Databricks Introduces Data Lineage For Unity Catalogue


New data lineage capabilities give customers more transparency and proactive control over how data is used in their lakehouse

Databricks announced data lineage for Unity Catalog, significantly expanding data governance capabilities on the lakehouse. Data lineage describes how data flows throughout an organisation. Using this new feature of Unity Catalog, customers can gain visibility into where data in their lakehouse came from, who created it and when, how it has been modified over time, how it’s being used, and much more. Data lineage for Unity Catalog is now available for preview on AWS and Microsoft Azure.

Organisations deal with an influx of data from multiple sources, and understanding where that data came from, how it’s moving and changing, who has access to it, and how it’s being used is extraordinarily difficult. However, having that understanding is paramount to ensuring trust and assessing risk. With data lineage for Unity Catalog, data teams can see all the downstream consumers impacted by data changes – applications, dashboards, machine learning models or data sets, etc. –  and easily understand the severity of the impact to notify the relevant stakeholder of changes quickly.
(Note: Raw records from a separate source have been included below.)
PR #129, opened 2016-03-29
[FEATURE] Cache ledger precision

lumberj:


package.json
```diff
@@ -43,6 +43,7 @@
     "koa-route": "^2.4.2",
     "koa-static": "^1.4.5",
     "lodash": "^4.6.1",
+    "lru-cache": "^4.0.1",
```
naoitoi: Since this data never expires, how about we simply store it in a variable?  
Saving introducing a new package.

src/models/quote.js
```diff
@@ -36,6 +37,22 @@ function * getPrecisionAndScale (ledger) {
   }
 }
 
+const LRU = require('lru-cache')
+const cache = LRU({
+  max: 100,
+  maxAge: 1 / 0, // Infinity. Never expire
```
MatthewPhinney: Does `Number.POSITIVE_INFINITY` work here? I think that's a bit more clear.

lumberj: Sure

package.json
lumberj: ok

lumberj:
Going to close, fix tests, and address comments

lumberj:
Replaced with #132

PR #130, opened 2016-03-29
Fix 500 error on quote request for disallowed pair

clark800:
Tested by Nguyen


lumberj:
LGTM

MatthewPhinney:
I actually addressed this in #124 because I didn't realize we had a separate issue for it. I cleaned it up as part of a larger refactor.

PR #131, opened 2016-03-30
[Docker] Connector runs on 3000 by default

lumberj:


emschwartz:
What's the logic for changing it to 3000?

lumberj:
> What's the logic for changing it to 3000?

The shared config module defaults to 3000
https://github.com/interledger/five-bells-shared/blob/master/lib/config.js#L83

If the operator wants to change the exposed port they can use 

```
CONNECTOR_PORT=5000 \
  docker run interledger/five-bells-connector \
  --expose $CONNECTOR_PORT \
  --env $CONNECTOR_PORT
```

MatthewPhinney:
LGTM

clark800:
Maybe we should have different default ports for the different components?

lumberj:
@clark800  makes sense. Can followup in the future

PR #132, opened 2016-03-30
[FEATURE] Cache ledger precision

lumberj:


test/quoteSpec.js
```diff
@@ -362,6 +364,44 @@ describe('Quotes', function () {
         .end()
     })
 
+    it('caches source and destination ledger precision', function * () {
+      nock.cleanAll()
+      nock('http://eur-ledger.example/EUR')
+        .get('').reply(200, {precision: 10, scale: 4})
+        .get('').reply(500, 'Invalid request')
```
clark800: What's this for?

clark800: Can you use nock's `done` method instead?

clark800:
LGTM

test/quoteSpec.js
lumberj: I don't think that does what we want here. I don't see any way in nock to create a negative expectation.

clark800: Won't nock already fail if you make more requests than are listed?

lumberj: Yea, that's the point here. It shouldn't make the second request.

clark800: I mean I don't think you need to list the 500

clark800: https://github.com/node-nock/nock/issues/415

lumberj: Ah right, yea it might not be necessary, but this makes it explicit

lumberj: I can't find docs for `done` behavior

PR #134, opened 2016-03-30
[FIX] Include port in ledger URI

MatthewPhinney:


MatthewPhinney:
@lumberj what do you think of including the port info in the URI for the ledger? We need this for the ILP server tests, since all ledgers run on local host. If we don't have this, we can't specify different keys for different ledgers (localhost:3000 and localhost:4001 would be considered the same).

lumberj:
@MatthewPhinney it's allowed in the URI spec, so should be fine. https://tools.ietf.org/html/rfc3986#section-3.2.3

clark800:
LGTM

test/notificationSpec.js
```diff
@@ -1013,6 +1014,13 @@ describe('Notifications', function () {
       })
     })
   })
+
+  describe('parseLedger', function () {
```
lumberj: What about adding a testing with a ledger that has a port number, instead of unit testing a private function?

MatthewPhinney: Oops, already merged. I can add that test case, but I wanted to release this and get ILP server working, so that I can finish adding the signing keys to the server by the end of the day.

PR #40, opened 2020-04-30
rename all the iOS classes to have MSF prefix for objc and no prefix for swift

harrieshin:
For swift, the naming convention is Foo
For objc, the naming convention is MSFFoo


ios/FluentUI/Controls/Button.swift
```diff
@@ -5,9 +5,13 @@
...
 import UIKit
 
-// MARK: MSButtonStyle
+// MARK: ButtonStyle
 
-@objc public enum MSButtonStyle: Int, CaseIterable {
+@available(*, deprecated, renamed: "ButtonStyle")
+public typealias MSButtonStyle = ButtonStyle
+
+@objc(MSFButtonStyle)
```
markavitale, line 13: I looked through the code but didn't quite find it. Is there a spot where we're doing the Obj-C typealiases for MSFButton -> MSButton?

harrieshin: @markavitale  i haven' decided to drop it for Objc typealias. the problem is that most of the Objc directly import "FluentUI-Swift.h" rather than "FluentUI.h" Also, Office devmain apps are only clients that are heavily Objc and I rather just fixed them all in devmain. do you have strong preference to support objc type alias?

markavitale: I was hoping this change wouldn't break existing clients. We definitely have existing obj-c clients that bring in the framework via #import <FluentUI/FluentUI.h>. The only folks bringing in FluentUI-Swift.h directly are probably clients that have explicitly turned off clang modules, which is really probably only Office since it's a default setting for new projects.

markavitale: In the end, this probably covers 99% of our bases and works for Swift clients. The fixes for Obj-C clients is really just adding a single letter that Xcode will almost surely make the recommendation ("did you mean MSFButton?"). I think let's move forward with this, and we can revisit if this ends up being a difficult migration for objective-c clients.

PR #43, opened 2020-05-01
[Accessibility] Enable full macOS date picker accessibility

lcapkovic:
## Summary
We limited date picker accessibility as a workaround for not having localized accessibility strings. Now that localization works, we can get rid of that workaround.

Data lineage empowers data consumers, such as data scientists, data engineers and data analysts, to be context-aware as they perform analyses, resulting in better quality outcomes. Additionally, data stewards can see which data sets are no longer accessed or have become obsolete to retire unnecessary data, reducing risk and ensuring end users only use high-quality data. The new capabilities within Unity Catalog give businesses a complete view of the entire data lifecycle, so data leaders can understand how data is being collected, if it was updated, and the processes used.

“Governance capabilities such as data lineage are critical as we work to build the industry’s most robust lakehouse platform. Without good data lineage, it is challenging to track the business and verification processes that data-driven organisations need to succeed. Our goal is to ensure our customers can focus on insights and move toward proactive data management practices through a unified, transparent view of their entire data ecosystem,”  said Matei Zaharia, Co-Founder and Chief Technologist, Databricks.

Key features of Unity Catalog include automated run-time lineage to capture all lineage generated in Databricks, providing more accuracy and efficiency versus manually tagging data. This information is captured for tables, views, and columns to give a granular picture of upstream and downstream data flows. Additionally, lineage works across all workloads supported by Databricks including SQL, Python, R, and Scala, allowing all data personas to augment their tools with data intelligence and better insights. This includes capturing lineage for entries like notebooks, workflows, and dashboards.

Data lineage also helps organisations better meet compliance standards, making it easier to keep track of data flows that are subject to compliance regulations such as the General Data Protection Regulation (GDPR) or California Consumer Privacy Act (CCPA) or Health Insurance Portability and Accountability Act (HIPAA). This element of data traceability is a vital ingredient of a modern data architecture that allows customers to meet their legal requirements.